In the data below, find each line carrying the string "exceptions" and copy it out.

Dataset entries
★ ★ ★ ★

Issue #4251, opened 2022-03-02
Proposal: Support partition with transform for Flink SQL


yittg:
For now, only the `identity` partition transform is supported with flink SQL. To support other generic transforms, it is expected that Flink SQL supports defining partitions with transform. It depends on the support of Flink engine and the corresponding transformers. Here proposes another way to support partition with transform by composing the computed columns and partition list in flink.

The basic idea is that defining the partition field as a computed column in flink, with the mapping from the expression in Flink to the transform Iceberg (or vice versa), then use the column in partition list.

The only concern is how to map the expression from Flink to Iceberg. We can use user defined function (UDF) to resolve it.

> The built in functions in Flink may not be enough to cover all partition transform in Iceberg.

Iceberg can provide all corresponding UDFs for all partition transforms from catalog.

For creating table, if a computed column is used in partition list and can be mapped as a partition transform, then Iceberg will save it as a partition field with the following rule:

- the column name will be used as the partition field name;
  
- the parameter column name will be used as the source field name;
  

> other kinds of computed columns are still not supported.

For loading table, a partition field will be mapped as a computed column and one element in partition list with the following rule:

- the partition field name will be used as the column name;
  
- the transform will be mapped as a UDF function invoking expression for the column expression;
  
- the type of partition field will be mapped as the type of the column.

kbendick:
Question wrt reading data:

Normal partition resolution rules will still apply, so nothing special wiill need to happen there from the users perspective?

If so, then something like https://github.com/apache/iceberg/issues/5000 is something I've been interested in for a long time.

Having to name the partition fields is possibly somewhat a pain though, as ideally users use the standard naming. However, there's no oblligation to use the standard naming (as partition fields can be renamed from their normal source + _ transform naming.

But because parttition fields can already be renamed, I think we can map them via the `PartitionSchema` and `PartitionField` itself (and not need the UDF). Maybe I'm mistaken though.

But is there a way we can do this without having to supply the given name? Is there a function catalog or something that can be applied in Flink SQL?

kbendick:
I do overall think this feature is important.

Can you provide a user side example of your idea @yittg?  I want to make sure I understand it fully.

yittg:
> Can you provide a user side example of your idea @yittg? I want to make sure I understand it fully.
This feature is not required for my personal scenario. In our platform, the metadata is not managed by Flink SQL, so I have no example about this though. 

This issue was primarily intended to initiate a discussion with some preliminary idea.

[...]

PR #4246, opened 2022-03-01
Flink: Add support for ResolvedSchema

hililiwei:
Some tasks in our production environment have been migrated to Schema/ResolvedSchema. This PR is mainly used to add support for ResolvedSchema.
1. Add the following `project` to the source:
```java
public Builder project(ResolvedSchema schema) {
  this.projectedResolvedSchema = schema;
  return this;
}
```
2. Add the following `tableSchema` to the sink:
```java
public Builder tableSchema(ResolvedSchema newTableSchema) {
  this.resolvedTableSchema = newTableSchema;
  return this;
}
```
3. FlinkDynamicTableFactory replaces CatalogTable with ResolvedCatalogTable and uses it to get `ResolvedSchema`, then pass `ResolvedSchema` in `IcebergTableSource`and `IcebergTableSink`. 
4. Add a tool class for ResolvedSchema: FlinkResolvedSchemaUtil. Convert the flink table schema to apache iceberg schema.
5. Add simple test cases.
https://github.com/apache/iceberg/blob/a08dff6a780f9d6154564f70c7d660f091dd5ec3/flink/v1.14/flink/src/test/java/org/apache/iceberg/flink/sink/TestFlinkIcebergSink.java#L203
https://github.com/apache/iceberg/blob/a08dff6a780f9d6154564f70c7d660f091dd5ec3/flink/v1.14/flink/src/test/java/org/apache/iceberg/flink/source/TestFlinkInputFormat.java#L132

PR #3681, opened 2021-12-07
Add watermark in flink table

hameizi:
If we add watermark in table we can deal data by flink with eventtime, and then we can count stream window with watermark and join with 'version table'(can works in combination https://github.com/apache/iceberg/pull/3095) what flink define.
In this PR the information of watermark is stored in table properties so that it will not affect original scheam of iceberg.
Below properties will be added in watermark table:
'watermark.0.rowtime'='testTime', 
'watermark.0.strategy.data-type'='TIMESTAMP(3)', 
'watermark.0.strategy.expr'='`testTime` - INTERVAL \'5\' SECOND'

After this PR we can create table set watermark like below sql:
 CREATE TABLE catalog.database.table(
    id BIGINT COMMENT 'unique id',
    data STRING, 
    testTime TIMESTAMP(3),
    PRIMARY KEY(id) NOT ENFORCED,
    WATERMARK FOR testTime AS testTime - INTERVAL '5' SECOND
) 
with ('format-version' = '2'
);

PR #2265, opened 2021-02-24
Flink : add computed column support for flink

zhangjun0x01:
related to #2262

Use computed column has many advantages , flink had supported the function , We can refer to [the design document of flink ](https://cwiki.apache.org/confluence/display/FLINK/FLIP-70%3A+Flink+SQL+Computed+Column+Design) ,I don't know whether spark supports this feature 。

- Virtual generated columns can be used as a way to simplify and unify queries. A complicated condition can be defined as a generated column and referred to from multiple queries on the table to ensure that all of them use exactly the same condition.

- Stored generated columns can be used as a materialized cache for complicated conditions that are costly to calculate on the fly.

- Generated columns can simulate functional indexes: Use a generated column to define a functional expression and index it. This can be useful for working with columns of types that cannot be indexed directly, such as JSON columns.

I add the support for iceberg.The main modifications include：

1.  add computed column  expression for iceberg field and  stored the expression in iceberg  metadata. The expression is column-level properties, similar to field doc.
2. when we write data to iceberg table ,the computed column is totally ignored.
3. When we read the iceberg table, the flink engine will automatically generate the value of the computed column for us, and then return it to the user together with the value of the physical column.

@rdblue @stevenzwu @openinx could you help  me review it ,thanks.

PR #4625, opened 2022-04-25
Flink: support watermark and computed columns

wuwenchi:
We hope iceberg can support watermark and computed columns.
The specific implementation details are as follows:

# Background and Motivation

There is a temporal table in iceberg, which needs to be used for real-time join with other tables, so a watermark needs to be defined. However, the watermark has requirements for the attributes of the fields, and the fields representing time in the source table may not meet this requirement, so it is necessary to convert the time fields of the source table by recalculating or calling functions.

**Why not directly use the iceberg connector table supported by flink?**

1. All flink tables are stored in memory. When the task ends, the table disappears. If you want to use it next time, you need to create it again.
2. In the scenes we use, a temporal table needs to be joined with multiple tables, and the attributes of the watermark are only related to the temporal table, so the watermark attributes of these tasks are consistent, so we hope to directly associate these attributes with Temporal table binding, when you use this table again in the future, you don't need to go to other tasks to check the watermark attribute setting parameters of the table.

# Goal

1. Iceberg supports flink-sql to set watermark and computed columns.
2. The watermark attribute and computed column attribute can be modified by modifying the table properties.

# Proposal

### Example

```sql
CREATE TABLE tl (
  id INT, 
  id2 AS id * 2, 
  f1 AS TO_TIMESTAMP(FROM_UNIXTIME(id*3)),
  t1 TIMESTAMP(6), 
  t2 AS cast(t1 AS TIMESTAMP(3)), 
  watermark FOR t2 AS t2 - INTERVAL '5' SECOND
);
```

Then the table properties are saved as:

```sql
flink.computed-columns.id2 = `id` * 2
flink.computed-columns.f1 = TO_TIMESTAMP(FROM_UNIXTIME(`id` * 3))
flink.computed-columns.t2 = CAST(`t1` AS TIMESTAMP(3))
flink.watermark.t2 = `t2` - INTERVAL '5' SECOND
```

### key format

fixed prefix + field name:

- fixed prefix for watermark: `flink.watermark.`
- fixed prefix  for computed columns: `flink.computed-columns.`

### value format

defined expression from user.

## The way of addition, deletion and modification

1、DDL of flink-sql, only supports adding

```sql
CREATE TABLE `hive_catalog`.`default`.`sample` (
  id INT, 
  id2 AS id * 2, 
  f1 AS TO_TIMESTAMP(FROM_UNIXTIME(id*3)),
  t1 TIMESTAMP(6), 
  t2 AS cast(t1 AS TIMESTAMP(3)), 
  watermark FOR t2 AS t2 - INTERVAL '5' SECOND
);
```

2、Syntax of table properties

- add or update

```sql
ALTER TABLE `hive_catalog`.`default`.`sample` SET (
	'flink.computed-columns.id2'='id*3'
)
```

- delete

```sql
ALTER TABLE `hive_catalog`.`default`.`sample` RESET (
	'flink.computed-columns.id2'
)
```

### add table process

1. If there is a defined computed column in the table, save its expression to the table property.
2. If there is a defined watermark in the table, save its expression to the table property.

### alter table properties process

1. Merge the modified properties with the original properties to get the updated properties of the table.

2. Generate the table of flink from the merged table properties and the schema of the original table, and verify the schema. (To prevent errors in expression, such as writing a non-existing function or column name in the expression of the computed column.)

3. If the verification in the previous step is successful, submit this property modification, 
   if not, report exception and do not make the final submission.

### get table process

1. Generate the flink table by combining the current table properties with the table schema, and verify the schema. (To prevent the schema of the table from being modified by other engines, resulting in an error in the expression of the calculated column. For example, in the expression of the computed column: `id` * 3, but then the `id` column was deleted using spark, and the corresponding property for computed column was not deleted.)

2. If the verification is successful, the table is returned. 
   If it is unsuccessful, the computed columns and watermarks in the table properties are ignored, and the original table physical schema is returned directly.

### DIFF
--- a/flink/v1.14/flink/src/main/java/org/apache/iceberg/flink/FlinkCatalog.java
+++ b/flink/v1.14/flink/src/main/java/org/apache/iceberg/flink/FlinkCatalog.java
@@ -378,7 +378,7 @@ public class FlinkCatalog extends AbstractCatalog {
       throws CatalogException, TableAlreadyExistException {
     validateFlinkTable(table);
 
-    Schema icebergSchema = FlinkSchemaUtil.convert(table.getSchema());
+    Schema icebergSchema = FlinkSchemaUtil.convert(((ResolvedCatalogTable) table).getResolvedSchema());
     PartitionSpec spec = toPartitionSpec(((CatalogTable) table).getPartitionKeys(), icebergSchema);
 
     ImmutableMap.Builder<String, String> properties = ImmutableMap.builder();
--- a/flink/v1.14/flink/src/main/java/org/apache/iceberg/flink/FlinkCatalog.java
+++ b/flink/v1.14/flink/src/main/java/org/apache/iceberg/flink/FlinkCatalog.java
@@ -37,8 +37,9 @@ import org.apache.flink.table.catalog.CatalogFunction;
 import org.apache.flink.table.catalog.CatalogPartition;
 import org.apache.flink.table.catalog.CatalogPartitionSpec;
 import org.apache.flink.table.catalog.CatalogTable;
-import org.apache.flink.table.catalog.CatalogTableImpl;
 import org.apache.flink.table.catalog.ObjectPath;
+import org.apache.flink.table.catalog.ResolvedCatalogTable;
+import org.apache.flink.table.catalog.ResolvedSchema;
 import org.apache.flink.table.catalog.exceptions.CatalogException;
 import org.apache.flink.table.catalog.exceptions.DatabaseAlreadyExistException;
 import org.apache.flink.table.catalog.exceptions.DatabaseNotEmptyException;
@@ -69,7 +70,6 @@ import org.apache.iceberg.catalog.TableIdentifier;
 import org.apache.iceberg.exceptions.AlreadyExistsException;
 import org.apache.iceberg.exceptions.NamespaceNotEmptyException;
 import org.apache.iceberg.exceptions.NoSuchNamespaceException;
-import org.apache.iceberg.flink.util.FlinkCompatibilityUtil;
 import org.apache.iceberg.io.CloseableIterable;
 import org.apache.iceberg.relocated.com.google.common.base.Preconditions;
 import org.apache.iceberg.relocated.com.google.common.collect.ImmutableList;
@@ -77,6 +77,8 @@ import org.apache.iceberg.relocated.com.google.common.collect.ImmutableMap;
 import org.apache.iceberg.relocated.com.google.common.collect.Lists;
 import org.apache.iceberg.relocated.com.google.common.collect.Maps;
 import org.apache.iceberg.relocated.com.google.common.collect.Sets;
+import org.slf4j.Logger;
+import org.slf4j.LoggerFactory;
 
 /**
  * A Flink Catalog implementation that wraps an Iceberg {@link Catalog}.
@@ -89,6 +91,8 @@ import org.apache.iceberg.relocated.com.google.common.collect.Sets;
  * partition of Flink.
  */
 public class FlinkCatalog extends AbstractCatalog {
+
+  private static final Logger LOG = LoggerFactory.getLogger(FlinkCatalog.class);
 
   private final CatalogLoader catalogLoader;
   private final Catalog icebergCatalog;
@@ -387,6 +391,11 @@ public class FlinkCatalog extends AbstractCatalog {
       }
     }
 
+    // update properties from schema
+    Map<String, String> updatedProperties = FlinkSchemaUtil.generateTablePropertiesFromResolvedSchema(
+            ((ResolvedCatalogTable) table).getResolvedSchema());
+    properties.putAll(updatedProperties);
+
     try {
       icebergCatalog.createTable(
           toIdentifier(tablePath),
@@ -398,6 +407,19 @@ public class FlinkCatalog extends AbstractCatalog {
       if (!ignoreIfExists) {
         throw new TableAlreadyExistException(getName(), tablePath, e);
       }
+    }
+  }
+
+  private static void validateSchemaAndPartition(CatalogTable ct1, CatalogTable ct2) {
+    org.apache.flink.table.api.Schema ts1 = ct1.getUnresolvedSchema();
+    org.apache.flink.table.api.Schema ts2 = ct2.getUnresolvedSchema();
+
+    if (!Objects.equals(ts1, ts2)) {
+      throw new UnsupportedOperationException("Altering schema is not supported yet.");
+    }
+
+    if (!ct1.getPartitionKeys().equals(ct2.getPartitionKeys())) {
+      throw new UnsupportedOperationException("Altering partition keys is not supported yet.");
     }
   }
 
@@ -447,7 +469,7 @@ public class FlinkCatalog extends AbstractCatalog {
 
     // For current Flink Catalog API, support for adding/removing/renaming columns cannot be done by comparing
     // CatalogTable instances, unless the Flink schema contains Iceberg column IDs.
-    validateTableSchemaAndPartition(table, (CatalogTable) newTable);
+    validateSchemaAndPartition(table, (CatalogTable) newTable);
 
     Map<String, String> oldProperties = table.getOptions();
     Map<String, String> setProperties = Maps.newHashMap();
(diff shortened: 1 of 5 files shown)


wuwenchi:
relevant pr: #2265, #3381  
Could you help review it? Thanks!   @openinx  @rdblue  @hameizi   @zhangjun0x01  @stevenzwu

wuwenchi:
@kbendick   Thanks for your reply!

> I believe Flink 1.15 was released, so I am going to rebase my Flink 1.15 support PR to the release branch and we should have 1.15 support in the next few days.

Is this feature already supported on the flink 1.15 branch you are working on now? Or should we wait until flink1.15 is branched out and then support this function through this PR?

> that use partition transforms other than identity transform

I don't quite understand this... Do you mean that the specified partition columns are not within the identity columns range?

Zhangg7723:
nice job

wuwenchi:
@kbendick  Can we consider this way to implement partition transforms #4251 @yittg ?

stevenzwu:
I have a uber question regarding storing those properties into Iceberg table properties.

Watermark config is very job specific. Different Flink jobs may have different watermark assignment.
```
flink.watermark.t2 = `t2` - INTERVAL '5' SECOND
```

There are some discussions in PR #3681

wuwenchi:
@stevenzwu Thanks for your reply!

We have also considered this issue. 
But in fact, when our users are using, more scenarios are that a table needs to be joined with many other tables, and each association may be a separate task, so the watermak attributes of these tasks are actually the same.
If we don't have this feature, users have to look at the watermark property of other tasks to create a new task.

So my thoughts are:   For the same table
1. If you need different watermark attributes, you can use the flink connector to achieve it, create a connector for each task, and then specify different watermarks.
2. If you need the same watermark attributes, you can use the iceberg table directly.

flink/v1.14/flink/src/main/java/org/apache/iceberg/flink/FlinkSchemaUtil.java
```diff
@@ -52,35 +63,69 @@
  */
 public class FlinkSchemaUtil {
 
+  public static final String FLINK_PREFIX = "flink.";
+
+  public static final String COMPUTED_COLUMNS = "computed-columns.";
```
hililiwei, line 68: use `computed-column` ?

flink/v1.14/flink/src/main/java/org/apache/iceberg/flink/FlinkSchemaUtil.java
```diff
@@ -172,4 +217,110 @@ public static TableSchema toSchema(Schema schema) {
...
+   *
+   * @param table flink unresolved schema to convert.
+   * @return Flink ResolvedSchema.
+   */
+  public static ResolvedSchema convertToResolvedSchema(CatalogTable table) {
+    StreamExecutionEnvironment env =  StreamExecutionEnvironment.getExecutionEnvironment(new Configuration());
+    StreamTableEnvironment streamTableEnvironment = StreamTableEnvironment.create(env);
+    CatalogManager catalogManager = ((TableEnvironmentImpl) streamTableEnvironment).getCatalogManager();
+    SchemaResolver schemaResolver = catalogManager.getSchemaResolver();
+    return table.getUnresolvedSchema().resolve(schemaResolver);
```
hililiwei, line 278:
```suggestion
    Configuration configuration = ExecutionEnvironment.getExecutionEnvironment().getConfiguration();
    TableEnvironment tableEnvironment = TableEnvironment.create(configuration);
    Preconditions.checkArgument(table.getDescription().isPresent(), "Illegal table.");
    return tableEnvironment.from(table.getDescription().get()).getResolvedSchema();
```

Based on your comment(https://github.com/apache/iceberg/pull/4246#issuecomment-1110614217), I took a look at our previous proposal and made some suggestions, but it may not be optimal.
Here, I think using 'TableEnvironment' directly is a better choice. It has better commonality, whether streaming, batch, or otherwise, and hides underlying differences.
Let's see if somebody else has a better solution.

flink/v1.14/flink/src/test/java/org/apache/iceberg/flink/FlinkTestBase.java
```diff
@@ -78,7 +79,9 @@ protected TableEnvironment getTableEnv() {
               .build();
 
           TableEnvironment env = TableEnvironment.create(settings);
-          env.getConfig().getConfiguration().set(FlinkConfigOptions.TABLE_EXEC_ICEBERG_INFER_SOURCE_PARALLELISM, false);
+          env.getConfig().getConfiguration()
+              .set(FlinkConfigOptions.TABLE_EXEC_ICEBERG_INFER_SOURCE_PARALLELISM, false)
+              .set(TableConfigOptions.LOCAL_TIME_ZONE, "UTC");
```
hililiwei, line 84: good

hililiwei (commented):
Great job. This feature is useful for a lot of work, and I think we should put some thought into 'Schema' and 'ResoveSchema'. I look forward to more feature support after we finish discussion on 'ResoveSchema' and etc.

flink/v1.14/flink/src/main/java/org/apache/iceberg/flink/FlinkCatalog.java
```diff
@@ -374,7 +378,7 @@ void createIcebergTable(ObjectPath tablePath, CatalogBaseTable table, boolean ig
       throws CatalogException, TableAlreadyExistException {
     validateFlinkTable(table);
 
-    Schema icebergSchema = FlinkSchemaUtil.convert(table.getSchema());
+    Schema icebergSchema = FlinkSchemaUtil.convert(((ResolvedCatalogTable) table).getResolvedSchema());
```
stevenzwu, line 381: is it always safe to type cast to `ResolvedCatalogTable`?

Zhangg7723:
nice pr

flink/v1.14/flink/src/main/java/org/apache/iceberg/flink/FlinkSchemaUtil.java
wuwenchi: This method is indeed better!
But the description is taken from the table's comment:
```
    @Override
    public Optional<String> getDescription() {
        return Optional.of(getComment());
    }
```

The comment does not necessarily exist, and if it exists, it is not necessarily the path of the table, so `tableEnvironment.from` may not be able to get the table...

flink/v1.14/flink/src/main/java/org/apache/iceberg/flink/FlinkSchemaUtil.java
wuwenchi: yes, 's' is redundant, I will fix it.

flink/v1.14/flink/src/main/java/org/apache/iceberg/flink/FlinkCatalog.java
wuwenchi: yes, in this interface, we always get `ResolvedCatalogTable`

flink/v1.14/flink/src/main/java/org/apache/iceberg/flink/FlinkSchemaUtil.java
hililiwei: Yes, so if we go this way, well, we might need to add a comment here.
https://github.com/apache/iceberg/blob/1300b8ac758e7644861388ac1e90f9ec9bd7e353/flink/v1.14/flink/src/main/java/org/apache/iceberg/flink/FlinkCatalog.java#L610-L614

wuwenchi: The `tableEnvironment` here is a newly created environment with only default_catalog and default_database, but this table actually exists in the catalog in the flink environment, so I think `tableEnvironment.from` should not find the required table. I also actually tested it and couldn't find it.

hililiwei: It's a bit tricky. I'll debug it locally to see if there's a better way.

kbendick (commented):
Thanks @wuwenchi for working on this!

I too would like to see watermark support and computed column support, particularly so that we can have partition transforms.

I have some concern, like @stevenzwu mentioned, about using table properties for things that might be very job-specific.

For example, I know that @chenjunjiedada has recommended that we don’t use the `write.upsert-enabled` config and instead set that per job. While we can’t immediately deprecate that configuration (and may never), I agree with his advice and I’d be hesitant to add more table properties that should be job-level properties.

My other concern is using `flink.` in table property names. While it might be the case today that these features are only supported by Flink (such as `write.upsert-enabled` configuration has been), we should ideally name things without regard for any specific engine as hopefully those engines will support such features in the future (or we can help add support for them).

Overall, I do really want to commend you on a job well done for this. I think it likely needs some changes, and might benefit from some kind of design discussion first, but truly thank you for making this PR as I’m sure much of this code will likely be useful for however this winds up getting designed (be it this way or another). And if this code is used it should definitely be credited.

I’m interested in exploring some of @yittg’s ideas from https://github.com/apache/iceberg/issues/4251  and combining some of them with your ideas, such as this updated idea of yours here  https://github.com/apache/iceberg/issues/5000

hililiwei:
As for computed columns, we try to support it in Iceberg itself, so that not only Flink, but other engines can also use it, but this change is quite large, just for reference https://github.com/apache/iceberg/pull/4994.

★ ★ ★ ★

§ **Output of the exercise**:
 import org.apache.flink.table.catalog.exceptions.CatalogException;
 import org.apache.flink.table.catalog.exceptions.DatabaseAlreadyExistException;
 import org.apache.flink.table.catalog.exceptions.DatabaseNotEmptyException;
 import org.apache.iceberg.exceptions.AlreadyExistsException;
 import org.apache.iceberg.exceptions.NamespaceNotEmptyException;
 import org.apache.iceberg.exceptions.NoSuchNamespaceException;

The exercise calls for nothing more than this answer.